DDH can also be imposed as when an infant is swaddled too tightly. Two Harvard doctors wrote: “In Japan, a nationwide program to avoid prolonged extension of the hips and knees in swaddling resulted in a more than fivefold reduction in the rate of DDH.”[8] My clients claimed their babies slept better and cried less when swaddled. Parents often tightly swaddle their young because they think it is easier than carrying the baby in a sling and are not aware of healthy swaddling techniques.  However, using a proper sling that keeps the legs bent and open wide gives multiple benefits far beyond even healthy swaddling.

Jerry Karzen, a close friend and professional associate of Dr. Feldenkrais for seven years, made some significant observations while living in West Africa:

Comfortable hips in Africa & America

“Women in West Africa carry children in a sling creating a huge population with no hip dysplasia.  Here, in western society, often kids are put in strollers, not carried.  The ‘thing’ that the orthopedists put kids in (to treat DDH), is exactly like the sling that African women carry their child in all day!!!”[9] In other words, Jerry is referring to the Pavlik harness as the ‘thing,’ and noting it gives similar benefits as simply carrying your baby with the hips and legs in the frog position.

Your doctor may work with you on this because “doctors take hip dysplasia very seriously in infants, monitoring the hips from birth very closely.  Generally, if there is a suspicion, it is treated.”[10]

The Feldenkrais® Method combines: muscular, skeletal, developmental, and environmental/social considerations in its application.  By surface observations, infants may appear unaffected by external devices.  Feldenkrais® practitioners adhere to as little interference in the developmental process as possible for we often cannot know how imposed mechanical limitations on infants affect other aspects of their development.  Infants develop in a highly complex fashion.

For example, in a 30-minute, stand-alone single session, I worked on the fingertips of a 12-year-old child with very severe cerebral palsy. Prior to the session, his vocabulary consisted of only one word, “Hi.” His mother soon phoned me in tears because for the first time in her life she heard her son greeting her when she came home, saying “Hi mom.” His language opened up and expanded as a direct result of reconnecting developmental neural pathways he had been unable to develop on his own. In my experience, The Feldenkrais® Method often creates this kind of phenomenal success.

Feldenkrais® Practitioners study developmental and neurological relationships through movement lessons, discovering how it may help people relieve pain, or assist those who want to improve their skills in any given field.  This includes people with a wide variety of abilities and ages, ranging from babies with cerebral palsy to Olympian athletes.   During the first two years of the training we come as close as we can to simulate the experiences of the developmental process. We discover how that affects simple functions such as improved posture, turning, bending, walking, breathing, and digestion to name a few of the more obvious benefits.
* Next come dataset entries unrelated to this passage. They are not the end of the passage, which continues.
PR #2353, opened 2021-11-02
dev: be specific about which files are auto-formatted

flavorjones:

Narrow the set of files formatted by rubocop and astyle to avoid temporary files.


stevecheckoway (approved):
LGTM

PR #2367, opened 2021-11-12
ci: oci image for alpine should have git installed

flavorjones:
Update the alpine CI image to install git, in order for actions/checkout to clone submodules


flavorjones:
waiting to see if this makes the musl build go green in https://github.com/sparklemotion/nokogiri/pull/2366

PR #2369, opened 2021-11-15
ci: revert buildx workaround in image-building

flavorjones:

Revert the workaround to https://github.com/docker/buildx/issues/834 that was solved by https://github.com/moby/buildkit/pull/2461


flavorjones:
Verified via https://github.com/sparklemotion/nokogiri/actions/runs/1462856106

PR #2383, opened 2021-12-10
dep(dev): rake-compiler 1.1.2 broke darwin native builds

flavorjones:

rake-compiler v1.1.2 broke darwin native builds, see https://github.com/sparklemotion/nokogiri/runs/4458677557?check_suite_focus=true for an example

This PR pins us to v1.1.1 for now

cc @larskanis


flavorjones:
I've filed an issue upstream at https://github.com/rake-compiler/rake-compiler/issues/195

PR #2385, opened 2021-12-11
dep: rake compiler ~> 1.1.4

flavorjones:

Use the new version of rake-compiler which fixes https://github.com/rake-compiler/rake-compiler/issues/195


flavorjones:
Closing in favor of #2386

The following exemplifies why we prefer to be conservative with anything that would hamper the natural development of infants.  (Paraphrased): Margaret Meade, Ph.D. asked Dr. Moshé Feldenkrais, “Why is it that some of the children in New Guinea cannot hop, skip or jump?”  Dr. Feldenkrais responded, “There is probably an interruption in the crawling stage of their infants.” Meade exclaimed, “Oh Moshé, you’re a genius!  Some people there believe if their baby crawls it can make them like the other animals.”   Apparently Meade had asked many great minds this “riddle” and did not receive any plausible answers until she asked Feldenkrais.
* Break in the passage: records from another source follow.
Issue #2376, opened 2021-11-25
[bug] HTML5 foreign element namespaces should not be required by CSS queries


danblaker:
After upgrading to Nokogiri v1.12.0, I am unable to target inline svg elements via css or xpath selectors. Sample console commands:

```
html = <<-HTML.strip_heredoc
<!DOCTYPE html>
<html>
<head>
     <meta charset="utf-8">
     <meta name="viewport" content="width=device-width, initial-scale=1">
     <title>svg test</title>
</head>
<body>
  <div id="svg-container">
    <svg version="1.1" width="300" height="200" xmlns="http://www.w3.org/2000/svg">

      <rect width="100%" height="100%" fill="red" />

      <circle cx="150" cy="100" r="80" fill="green" />

      <text x="150" y="125" font-size="60" text-anchor="middle" fill="white">SVG</text>
    </svg>
  </div>
</body>
</html>
HTML

doc = Nokogiri::HTML5.parse(html)
doc.at('svg') # nil
doc.at_css('svg') # nil
doc.at_xpath('//svg') # nil
```

**Expected behavior**

Using the previous versions of Nokogiri (v 1.10.10) + nokogumbo (1.5.0), I was able to target SVG elements without any problems.

**Environment**

```
# Nokogiri (1.12.5)
    ---
    warnings: []
    nokogiri:
      version: 1.12.5
      cppflags:
      - "-I/usr/local/bundle/gems/nokogiri-1.12.5/ext/nokogiri"
      - "-I/usr/local/bundle/gems/nokogiri-1.12.5/ext/nokogiri/include"
      - "-I/usr/local/bundle/gems/nokogiri-1.12.5/ext/nokogiri/include/libxml2"
      ldflags: []
    ruby:
      version: 2.6.8
      platform: aarch64-linux-musl
      gem_platform: aarch64-linux
      description: ruby 2.6.8p205 (2021-07-07 revision 67951) [aarch64-linux-musl]
      engine: ruby
    libxml:
      source: packaged
      precompiled: false
      patches:
      - 0001-Remove-script-macro-support.patch
      - 0002-Update-entities-to-remove-handling-of-ssi.patch
      - 0003-libxml2.la-is-in-top_builddir.patch
      - 0004-use-glibc-strlen.patch
      - 0005-avoid-isnan-isinf.patch
      - 0006-update-automake-files-for-arm64.patch
      - 0007-Fix-XPath-recursion-limit.patch
[...]

PR #2403, opened 2021-12-25
HTML5 documents should not require namespaces in CSS selector queries

flavorjones:

Discussion at #2376 led to the decision to continue to parse HTML5 foreign elements with namespaces, but not to require that namespace in CSS queries.

So, in the canonical example:

```html
<!DOCTYPE html>
<html>
  <body>
    <div id="svg-container">
      <svg version="1.1" width="300" height="200" xmlns="http://www.w3.org/2000/svg">
        <rect width="100%" height="100%" fill="red" />
        <circle cx="150" cy="100" r="80" fill="green" />
        <text x="150" y="125" font-size="60" text-anchor="middle" fill="white">SVG</text>
      </svg>
    </div>
  </body>
</html>
```

Nokogiri will respond to the following searches:

```ruby
doc.css("svg") # ⇒ returns the svg element
doc.css("nsfoo|svg", { "nsfoo" => "http://www.w3.org/2000/svg" }) # ⇒ also returns the svg element
```

In order to accomplish this, this PR is rather invasive, but leaves a lot of code better factored, better documented, more flexible, and more extensible.

Specific changes:

- `Nokogiri::CSS.xpath_for` allows a `Nokogiri::CSS::XPathVisitor` to be injected for fine-grained control over how CSS selectors are translated into XPath queries
- the CSS cache is extended to account for XPathVisitor configuration
- patch libxml2 to support wildcard namespaces in XPath queries (nonstandard in XPath 1.0)
- `HTML5` documents and fragments translate child-axis searches into a wildcard-namespace query if libxml2 is patched; else use a builtin xpath function if libxml2; else use standard XPath local-name() (this order of preference reflects performance, faster-is-more-preferred)

Oh yesssss.

Also here are the benchmarks of the various implementations:

```text
      //span
           18.923k (± 8.9%) i/s -     93.906k in   5.010792s
      //*[local-name()='span']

When teaching dance at the university, it was quite obvious to me which students had their developmental process tampered with.  I would ask:  “Were you a first born child?”  “Do you have lower back pain?”  “Is it difficult for you to jump or get a reasonable height when you jump?”  They inevitably responded yes to such questions and then in utter amazement would ask, “How did you know?”  In varying degrees, firstborn children are too often encouraged to walk before their system is ready.  This causes an incomplete closure of the 5th lumbar vertebrae, inducing an inability to maintain proper balance of the extensor muscles through the back.  This forms not only back problems but other difficulties as well.[11]

A Feldenkrais® example of an environmental application to DDH may involve shifting elements in the environment that potentially prevent opportunities for DDH to correct itself.  Likewise, we make those necessary changes to increase the opportunities for a spontaneous correction.  A skilled practitioner may look to see how the infant could be positioned to encourage an opening of the affected hip.  This might include but is not limited to:  How she is obliged to turn her head through the movements of her eyes and ears to view or hear stimulus in the room. Do these subtle movements follow the developmental and neurological closing or opening of the affected hip articulation? In what position is the infant carried or placed? Baby-sling, stroller, car seat, or any furniture may be considered.
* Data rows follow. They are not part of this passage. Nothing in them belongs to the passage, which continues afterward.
Issue #2419, opened 2022-01-10
[bug] Regression in 1.13.0 in DocumentFragment#css?


CvX:
The following code used to work before 1.13.0:

```rb
fragments = Nokogiri::HTML5::fragment(html)
fragments.css("a/@href", "img/@src", "source/@src", "track/@src", "video/@poster")
```

Now it raises:

```
Nokogiri::XML::XPath::SyntaxError: ERROR: Invalid expression: .//*:a/*:@href | self::*:a/*:@href
```

Stack trace:

```
lib/nokogiri/xml/searchable.rb:222:in `evaluate'
lib/nokogiri/xml/searchable.rb:222:in `xpath_impl'
lib/nokogiri/xml/searchable.rb:208:in `block (2 levels) in xpath_internal'
lib/nokogiri/xml/searchable.rb:207:in `each'
lib/nokogiri/xml/searchable.rb:207:in `block in xpath_internal'
lib/nokogiri/xml/node_set.rb:23:in `initialize'
lib/nokogiri/xml/searchable.rb:206:in `new'
lib/nokogiri/xml/searchable.rb:206:in `xpath_internal'
lib/nokogiri/xml/node_set.rb:86:in `block in css'
lib/nokogiri/xml/node_set.rb:233:in `block in each'
lib/nokogiri/xml/node_set.rb:232:in `upto'
lib/nokogiri/xml/node_set.rb:232:in `each'
lib/nokogiri/xml/node_set.rb:85:in `inject'
lib/nokogiri/xml/node_set.rb:85:in `css'
lib/nokogiri/xml/document_fragment.rb:107:in `css'
```

**Additional context**

You can see the failure in the wild here: https://github.com/discourse/discourse/runs/4768400926?check_suite_focus=true#step:25:23

I don't know if it's related to https://github.com/sparklemotion/nokogiri/issues/2418

flavorjones:
@CvX Thanks for reporting this! It's unrelated to #2418.

This is an interesting failure -- and is most likely happening because nokogiri's ruby code is running against something besides the packaged/vendored libxml2 (with the patch `0009-allow-wildcard-namespaces.patch` applied).

Is it possible that you're pulling in a libxml2 library from somewhere else (an earlier version of nokogiri or libxml-ruby or the system libxml2)? Can you please reply with:

- the output of `nokogiri -v`
- the output of `bundle show` and `bundle show --paths` if you're using bundler

[...]

PR #2422, opened 2022-01-12
fix: regression with XPath attributes in CSS selectors

flavorjones:

Issue #2419 reported that a regression in v1.13.0 that raised an `Nokogiri::XML::XPath::SyntaxError` when parsing XPath attributes mixed into the CSS query, for example `node.css("img/@href")`.

Although this mash-up of XPath and CSS syntax previously worked _unintentionally_, it is now an **officially supported** feature and is documented as such.

Yes!

No.


CvX:
On my end I can confirm this makes Discourse specs pass again! 🎉

PR #2432, opened 2022-01-19
dep(jruby): use jar-dependencies to manage most java dependencies

flavorjones:

Addresses part of #1253

These deps are managed using jar-dependencies:

- isorelax
- jing
- serializer
- xalan
- xercesImpl
- xml-apis

Note that the following versions were changed:

- jing: com.thaiopensource:jing:20091111 → nu.validator:jing:20200702VNU
- xercesImpl: xerces:xercesImpl:2.12.0 → xerces:xercesImpl:2.12.1

Note that the following new dependences were introduced:

- Saxon-HE 9.6.0-4 (via nu.validator:jing:20200702VNU)

Finally, note that we still use a local jar for nekohtml and nekodtd, which is not the ideal end
state.

Tagging @headius and @mkristian for feedback on this PR since this is all pretty new to me.

Existing tests that include packaging and testing a java platform gem should be sufficient.

No.


flavorjones:
This seems to work, so I'm going to merge it. I'm curious if anyone has an opinion about vendoring-or-not-vendoring the jar files, please comment or ping me directly with your thoughts.

QroV:
start

PR #2448, opened 2022-02-11
improve encoding reader performance

flavorjones:

HTML4 document encoding detection improvements.

Yes, there is a complete perf testing approach introduced as a benchmarking test suite.

No.


Preethi-1606:
Done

With the muscular and skeletal considerations, we would feel the subtle quality of tonus throughout the body, especially on each side of the trunk and pelvis in relation to the affected hip. Simultaneously, we’d observe the responses of the tongue.  Through subtle sensory feedback and manipulations we can encourage correct placement of the leg in the hip socket.

Little creepers are forming the hip joint gradually through every stage of the developmental process starting at birth. The crawling position places the legs  fully in their hip sockets.  (This is not the case in walking, from a Feldenkrais® perspective.) As they are doing this, the bones continue ossifying more and more to prepare them for bearing weight through the feet and legs.  Imagine how each little “bang” on the knee as it “steps” on the floor is putting pressure directly into the “cup” (acetabulum).   The large variety of movements babies make, including all their beautiful sitting arrangements, are taking the ball and pressing it deeply into the cup at a variety of angles and with varying degrees of pressure.

In general, The Feldenkrais® Method is quite proficient at increasing mobility through joints and finding hidden factors that prevent higher functioning.  Hence, Feldenkrais® could be quite useful in some cases of DDH.  My guess is that as our culture accepts better ways to care for their young, such as using ergonomical baby carriers much more and strollers much less, we will see healthier hips and bodies in our society.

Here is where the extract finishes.